The Museum of Modern Art will present Frank Lloyd Wright at 150: Unpacking the Archive from June 12 to October 1, 2017. Frank Lloyd Wright was one of the most prolific and renowned architects of the 20th century, a radical designer and intellectual who embraced new technologies and materials, pioneered do-it-yourself construction systems as well as avant-garde experimentation. He advanced original theories regarding nature, urban planning and social politics.
Marking the 150th anniversary of the American architect’s birth on June 8, 1867, the exhibition will comprise approximately 450 works made from the 1890s through the 1950s. The exhibit will include architectural drawings, models, building fragments, films, television broadcasts, print media, furniture, tableware, textiles, paintings, photographs and scrapbooks, along with a number of works that have rarely or never been publicly exhibited. Structured as an anthology rather than a comprehensive, monographic presentation of Wright’s work, the exhibition is divided into 12 sections, each of which investigates a key object or cluster of objects from the Frank Lloyd Wright Archive, interpreting and contextualizing it, as well as juxtaposing it with other works from the Archive, from MoMA, or from outside collections.
Often construed as a regional architect, Wright in fact moved among international networks, traveling extensively in Europe, the Soviet Union, Japan, and South America. He designed over 1000 projects throughout the United States and the world, including countries such as Japan and Iraq. His design practice encompassed all scales and building types, from light fixtures, rug patterns and furniture, to residences, museums, and skyscrapers, as well as landscape designs, and community and regional plans. In addition, he published hundreds of articles and numerous books during his lifetime. Wright also established an architectural school that functioned as a laboratory of innovative design, progressive educational practices and collective living. His politics and architectural philosophies challenged existing social and economic structures, even as he pioneered radical engineering solutions and prefabricated construction systems that challenged the building industry.
Frank Lloyd Wright at 150 is organized around a central chronological spine highlighting the major events in Wright’s life and career, which will be illustrated with some of his finest drawings and include key works such as Unity Temple (1905–08), the Robie House (1908–10), Fallingwater (1934–37), the Johnson Wax Administration Building (1936–39), and Beth Sholom Synagogue (1953–59). Unfolding from this orienting spine are 12 subsections, covering themes both familiar and little explored, that highlight for visitors the process of discovery undertaken by invited scholars, historians, architects and art conservators. These include Wright’s proposed design for a Rosenwald School for African American children as well as his engagement with the imagery and form of Native American design in his quest for an original American architecture of the future. A section exploring Wright’s design for a model farm—preserved in a rarely seen model from the archive—is juxtaposed with a section that explores his lifelong interest in projecting an urbanism appropriate to an era of new technologies of transportation and communication.

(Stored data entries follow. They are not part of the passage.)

PR #1164, opened 2026-05-05
test: add regression test for AuthProvider.logout role reset

### LINKED ISSUE #957: bug: AuthProvider.logout() does not reset role state — stale admin role visible after logout

laboef1900:
## Summary

Issue #957 reports that `AuthProvider.logout()` does not reset the role state to `'viewer'` on sign-out, leaving an admin's privileges visible client-side. **The fix is already on `dev`** — `frontend/src/providers/auth-provider.tsx` line 122 calls `setRole('viewer')` and line 123 calls `clearStoredAuth()`. This PR therefore ships a regression test only and closes the issue.

The test renders a real `<AuthProvider>` with a small consumer, mocks only the HTTP boundary (`api.post` / `api.setToken`) per the project Testing & Mocks rules, drives a login-as-admin → logout flow, and asserts:

- `role === 'viewer'` after logout
- `token === null` and `isAuthenticated === false`
- `localStorage` (`AUTH_TOKEN_KEY`, `auth_username`, `auth_role`) is wiped — per critic recommendation E2, this future-proofs the suite against the `auth:expired` handler diverging from `logout` later.

A second case re-runs the assertions when `/api/auth/logout` rejects, ensuring backend failure cannot strand the user in an admin session client-side.

## Test plan
- [x] `cd frontend && npm run lint` — clean (0 warnings)
- [x] `cd frontend && npm run typecheck` — clean
- [x] `npx vitest run src/providers/auth-provider.test.tsx` — 2/2 pass
- [x] `npx vitest run` (full frontend suite) — 1613/1613 pass, no regressions
- [x] No new test infrastructure introduced; reuses existing `vi.mock('@/shared/lib/api', ...)` pattern.

Closes #957

### DIFF
--- a/frontend/src/providers/auth-provider.test.tsx
+++ b/frontend/src/providers/auth-provider.test.tsx
@@ -1,0 +1,164 @@
+import { afterEach, beforeEach, describe, expect, it, vi } from 'vitest';
+import { act, render } from '@testing-library/react';
+import { AUTH_TOKEN_KEY } from '@/shared/lib/auth-constants';
+import { AuthProvider, useAuth } from './auth-provider';
+
+const mockPost = vi.fn();
+const mockSetToken = vi.fn();
+
+vi.mock('@/shared/lib/api', () => ({
+  api: {
+    post: (...args: unknown[]) => mockPost(...args),
+    setToken: (...args: unknown[]) => mockSetToken(...args),
+    getToken: () => null,
+  },
+}));
+
+const AUTH_USERNAME_KEY = 'auth_username';
+const AUTH_ROLE_KEY = 'auth_role';
+
+/**
+ * Build a JWT-shaped token (`header.payload.signature`) whose payload has the
+ * given role and an `exp` claim 1 hour in the future. The auth provider only
+ * inspects the payload via base64-decoding the second segment, so a real
+ * signature is unnecessary.
+ */
+function makeJwt(role: 'admin' | 'operator' | 'viewer'): string {
+  const header = btoa(JSON.stringify({ alg: 'HS256', typ: 'JWT' }))
+    .replace(/=+$/, '')
+    .replace(/\+/g, '-')
+    .replace(/\//g, '_');
+  const payload = btoa(
+    JSON.stringify({ role, exp: Math.floor(Date.now() / 1000) + 3600 }),
+  )
+    .replace(/=+$/, '')
+    .replace(/\+/g, '-')
+    .replace(/\//g, '_');
+  return `${header}.${payload}.signature`;
+}
+
+/**
+ * Test consumer that exposes the auth context state through DOM attributes so
+ * tests can assert on it without re-implementing the provider's hook plumbing.
+ */
+function AuthConsumer() {
+  const { role, token, isAuthenticated, login, loginWithToken, logout } = useAuth();
+  return (
+    <div
+      data-testid="auth-state"
+      data-role={role}
+      data-token={token ?? ''}
+      data-authenticated={isAuthenticated ? 'true' : 'false'}
+    >
+      <button
+        data-testid="login-with-token"
+        onClick={() => loginWithToken(makeJwt('admin'), 'alice', 'admin')}
+      >
+        login-with-token
+      </button>
+      <button
+        data-testid="login"
+        onClick={() => {
+          void login('alice', 'pw');
+        }}
+      >
+        login
+      </button>
+      <button
+        data-testid="logout"
+        onClick={() => {
+          void logout();
+        }}
+      >
+        logout
+      </button>
+    </div>
+  );
+}
+
+describe('AuthProvider — logout (regression for #957)', () => {
+  beforeEach(() => {
+    mockPost.mockReset();
+    mockSetToken.mockReset();
+    window.localStorage.clear();
+  });
+
+  afterEach(() => {
+    window.localStorage.clear();
+    vi.clearAllMocks();
+  });
+
+  it('resets role to "viewer", clears token, and wipes localStorage after logout from admin', async () => {
+    // Logout posts to /api/auth/logout — make it succeed so we exercise the
+    // happy path, but the test should also pass if it errors (see next test).
+    mockPost.mockResolvedValue(undefined);
+
+    const { getByTestId } = render(
+      <AuthProvider>
+        <AuthConsumer />
+      </AuthProvider>,
+    );
+
+    // Establish an authenticated admin session.
+    await act(async () => {
+      getByTestId('login-with-token').click();
+    });
+
+    const stateAfterLogin = getByTestId('auth-state');
+    expect(stateAfterLogin.dataset.role).toBe('admin');
+    expect(stateAfterLogin.dataset.authenticated).toBe('true');
+    expect(stateAfterLogin.dataset.token).not.toBe('');
+    expect(window.localStorage.getItem(AUTH_TOKEN_KEY)).not.toBeNull();
+    expect(window.localStorage.getItem(AUTH_USERNAME_KEY)).toBe('alice');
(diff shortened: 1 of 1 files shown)


laboef1900 (commented):
## Automated PR Review

**PR**: #1164 — test: add regression test for AuthProvider.logout role reset
**Branch**: feature/957-auth-logout-test -> dev
**Diff size**: 164 lines (+164/-0) — single new test file
**Reviewed at**: 2026-05-05 17:57 UTC

---

### Static Checks

| Check | Status | Details |
|-------|--------|---------|
| TypeScript | PASS | frontend tsc --noEmit clean |
| Lint | PASS | frontend eslint --max-warnings=0 clean |
| New test file | PASS | 2/2 pass (`npx vitest run src/providers/auth-provider.test.tsx`) |
| Bug-already-fixed claim | VERIFIED | `git show dev:frontend/src/providers/auth-provider.tsx` line 122 has `setRole('viewer')`. The fix is on dev. |

### Regression-Test Effectiveness Check

I sanity-checked that the test would have caught the original bug by temporarily replacing both `setRole('viewer')` calls in `auth-provider.tsx` (logout path + auth:expired handler) with no-ops. **Both new test cases failed** with `expected 'admin' to be 'viewer'` — confirming the test genuinely guards #957 and not just structurally similar code.

### Code Review Findings

| — | — | — | No findings. Test follows project rules: mocks at API boundary (`@/shared/lib/api`), renders real `<AuthProvider>` with a small consumer, no internal-component mocking, no pure-utility mocking. Both happy-path (logout succeeds) and sad-path (`/api/auth/logout` rejects) are covered, and the localStorage assertions also future-proof against the auth:expired handler diverging from logout (the E2 critic recommendation cited in the PR body). |

### Acceptance Criteria (Issue #957)

| AC-1 | After logout, `role` returned by `useAuth()` is `'viewer'` | PASS | auth-provider.test.tsx:122 (`expect(stateAfterLogout.dataset.role).toBe('viewer')`) |
| AC-2 | After logout, `token` is `null` and `isAuthenticated` is `false` | PASS | :123-124 |
| AC-3 | localStorage is wiped (token, username, role keys) | PASS | :128-130 |
| AC-4 | API client is told to drop the token | PASS | :133 (`expect(mockSetToken).toHaveBeenCalledWith(null)`) |
| AC-5 | Failure of `/api/auth/logout` does not strand admin session client-side | PASS | :138-163 (second test, mockPost rejects, all assertions still pass) |

### Story Validation (Issue #957)

**Issue intent**: Stale admin role visible after logout because `logout()` did not reset `role` to `'viewer'`. Fix the asymmetry between `logout` and the `auth:expired` handler.
**Story completion**: FULLY ADDRESSED — the bug is fixed on `dev` (auth-provider.tsx:122) and this PR locks it in with a regression test that fails when the fix is reverted (verified during this review).
**User journey**: Before: viewer who was previously admin briefly sees admin-only UI controls after `logout()` because `role` state still says `'admin'`. After: `role` resets to `'viewer'` synchronously inside `logout()`, even when the backend `/api/auth/logout` POST fails.
**Gaps**: None. The PR scope is exactly "regression test only" as the body states.
**Evidence**: auth-provider.test.tsx:91-136 (happy path) + :138-163 (failure path); `git show dev:frontend/src/providers/auth-provider.tsx` line 122 confirms the fix shipped on dev (no source change in this PR).

### Suggested Actions

No actions required. PR is ready to merge.

### Verdict: APPROVE

**Reason**: Bug is already fixed on `dev` (line 122 of auth-provider.tsx); this PR delivers the missing regression test. The test follows project Testing & Mocks rules (mock at HTTP boundary only, render real provider, no internal-component mocking), covers both success and failure of `/api/auth/logout`, and asserts the full post-logout contract (role + token + isAuthenticated + localStorage + api.setToken(null)). I verified the test catches the regression by temporarily reverting the fix — both cases fail with the expected `'admin' vs 'viewer'` assertion error. Lint and typecheck pass.

---
Reviewed by PR Reviewer Agent | 2026-05-05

Wright’s ongoing preoccupation with ornament is the subject of another section, together with sections that investigate Wright’s understanding of the relationships between nature, landscape and architecture at the scale of the individual organism, the garden and the community. The exhibition also explores his fascination with circular geometries that likewise range in scale from ornamental forms to the building and site planning. Wright was not only a builder for others but a master of self-construction. To this end, a section centered on Wright’s attempt to democratize his vision through DIY building systems dialogues with another that argues Frank Lloyd Wright was one of the first celebrity architects and designers, a savvy manipulator of mass media such as television, radio and magazines, who used these outlets to advance his ambitions.